-- TASK INSTRUCTIONS --
Please copy every line of the data in which the string "class" appears.

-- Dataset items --
******

PR #9988, opened 2020-10-13
Treat NANOAOD/NANOAODSIM as any other datatier in the output data placement logic

amaltaro:
Fixes #9986 

#### Status
ready

#### Description
As the title says, stop excluding NANOAOD tiers from the output data placement (both on WMAgent and MSOutput).

#### Is it backward compatible (if not, which system it affects?)
yes

#### Related PRs
none

#### External dependencies / deployment changes
Deployment changes: https://github.com/dmwm/deployment/pull/965

PR #9989, opened 2020-10-13
Skip Custodial and make generic Disk NonCustodial data placement in RucioInjector

### LINKED ISSUE #9639: Repurpose workflow output data placement settings to deal with Rucio rules
**Impact of the new feature**
ReqMgr2, WMAgent

Once we migrate away of PhEDEx, there will be a few workflow level parameters (set during workflow assignment) that will no longer make sense, given that those were parameters meant for a PhEDEx subscription request, example:
```
    "CustodialSites": ["T1_US_FNAL_MSS"],
    "NonCustodialSites": ["T1_US_FNAL_Disk"],
    "AutoApproveSubscriptionSites": ["T1_US_FNAL_Disk"],
    "SubscriptionPriority": "Normal",
    "CustodialSubType": "Replica",
    "NonCustodialSubType": "Move",
    "CustodialGroup": "FacOps",
    "NonCustodialGroup": "AnalysisOps",
```

We should update the workflow spec files, by either:
* removing those parameters that will no longer be used
* rename any other parameters that will still be necessary

and adapt WMAgent (including the dbsbuffer_dataset_subscription table) to be able to read the new parameters, if any. Note that this needs to be made in a backward compatible way, given that workflows can remain in the system for a year or more.

UPDATE: this module `PhEDEx.DataStructs.SubscriptionList` is used to validate those workflow parameters. It should either be refactored/renamed considering the Rucio system; or it should be completely removed (and its unit tests).

none

**Additional context**
none

amaltaro:
Fixes #9639 

#### Status
ready

#### Description
Summary of changes is:
* created two new RucioInjector component configuration parameters:
  * `containerDiskRuleParams`: additional parameters overriding the default container-level rule attributes, only for Disk data placement
  * `containerDiskRuleRSEExpr`: very generic RSE expression to be used for container-level Disk rules
* if it's a T0 agent, then proceed with standard output data placement; otherwise, proceed with central production data placement, which has the following peculiarities:
  * Custodial data placement is bypassed and the container is marked as subscribed in the relational database;
  * NonCustodial data placement overrides settings at the workflow spec, where destination is set to any T1+T2 real Disk endpoint;  number of copies is set to 2, with a grouping=DATASET, and a rule weight is added as well (with "ddm_quota" value).

yes

#### Related PRs
To be merged after: https://github.com/dmwm/WMCore/pull/9988

None

### DIFF
--- a/src/python/WMComponent/RucioInjector/RucioInjectorPoller.py
+++ b/src/python/WMComponent/RucioInjector/RucioInjectorPoller.py
@@ -84,6 +84,8 @@ class RucioInjectorPoller(BaseWorkerThread):
         self.pollRules = config.RucioInjector.pollIntervalRules
         self.lastRulesExecTime = 0
         self.createBlockRules = config.RucioInjector.createBlockRules
+        self.containerDiskRuleParams = config.RucioInjector.containerDiskRuleParams
+        self.containerDiskRuleRSEExpr = config.RucioInjector.containerDiskRuleRSEExpr
         self.skipRulesForTiers = config.RucioInjector.skipRulesForTiers
         self.listTiersToInject = config.RucioInjector.listTiersToInject
         if config.RucioInjector.metaDIDProject not in RUCIO_VALID_PROJECT:
@@ -109,6 +111,13 @@ class RucioInjectorPoller(BaseWorkerThread):
 
         self.testRSEs = config.RucioInjector.RSEPostfix
         self.filesToRecover = []
+
+        # output data placement has a different behaviour between T0 and Production agents
+        if hasattr(config, "Tier0Feeder"):
+            logging.info("RucioInjector running on a T0 WMAgent")
+            self.isT0agent = True
+        else:
+            self.isT0agent = False
 
         if not self.listTiersToInject:
             logging.info("Component configured to inject all the data tiers")
@@ -283,7 +292,7 @@ class RucioInjectorPoller(BaseWorkerThread):
             rseName = "%s_Test" % item['pnn'] if self.testRSEs else item['pnn']
             # DATASET = replicates all files in the same block to the same RSE
             resp = self.rucio.createReplicationRule(item['blockname'],
-                                                    rseExpression="rse=%s" % rseName, **kwargs)
+                                                    rseExpression=rseName, **kwargs)
             if resp:
                 msg = "Block rule created for block: %s, at: %s, with rule id: %s"
                 logging.info(msg, item['blockname'], item['pnn'], resp[0])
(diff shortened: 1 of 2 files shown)


amaltaro:
Tests on the testbed agent went fine.

amaltaro:
Backported and merged in 1.4.1.patch2

src/python/WMComponent/RucioInjector/RucioInjectorPoller.py
```diff
@@ -415,6 +427,67 @@ def insertContainerRules(self):
...
+            kwargs.update(self.containerDiskRuleParams)
+
+            rseExpr = self.containerDiskRuleRSEExpr
+            if self.testRSEs:
+                rseExpr = rseExpr.replace("cms_type=real", "cms_type=test")
+            logging.info("Creating container rule for %s against RSE %s", container, rseExpr)
+            try:
+                resp = self.rucio.createReplicationRule(container,
+                                                        rseExpression=rseExpr, **kwargs)
+            except Exception as exc:
```
todor-ivanov, line 460: Looking at the code of `createReplicationRule` function, it seems that the only Exception that can be raised there and captured here is `AccessDenied` from [1]. All the rest are masked in [2], including the `DuplicateRule` few lines above. So the question is should we retry indefinitely/infinitely here expecting something to happen all by itself on the Rucio side to fix the error and give the access in question or it is worth alarming the WMCore team after few retries here that, something is wrong.   

[1]
https://github.com/dmwm/WMCore/blob/51b89389493932391080d9d4e1ad95e9356fd3bb/src/python/WMCore/Services/Rucio/Rucio.py#L505

[2]
https://github.com/dmwm/WMCore/blob/51b89389493932391080d9d4e1ad95e9356fd3bb/src/python/WMCore/Services/Rucio/Rucio.py#L533

todor-ivanov (approved):
@amaltaro, I made a single comment in the code. But given that the change already went into the wmagent branch the question may easily be left behind. All the rest looks good to me.

src/python/WMComponent/RucioInjector/RucioInjectorPoller.py
amaltaro: This code is now only dealing with Disk data placement, through a very generic rse expression. So if we hit an `AccessDenied`, it should happen only once in life, until the CMS Rucio team fixes it. Given that the impact would be very clear too - not in the form of a WMAgent alert thoguh - I decided not to deal with that specific exception in this code (it remains in the T0 logic though).

That's a good question though, and **ideally**, we should eventually retry actions a few times (over a few different cycles) until a hard failure is triggered (possibly triggering a notification/alert too). There are many places that this behaviour would be very helpful.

******

-- PROBLEM SOLUTION --
@@ -84,6 +84,8 @@ class RucioInjectorPoller(BaseWorkerThread):
@@ -109,6 +111,13 @@ class RucioInjectorPoller(BaseWorkerThread):
@@ -283,7 +292,7 @@ class RucioInjectorPoller(BaseWorkerThread):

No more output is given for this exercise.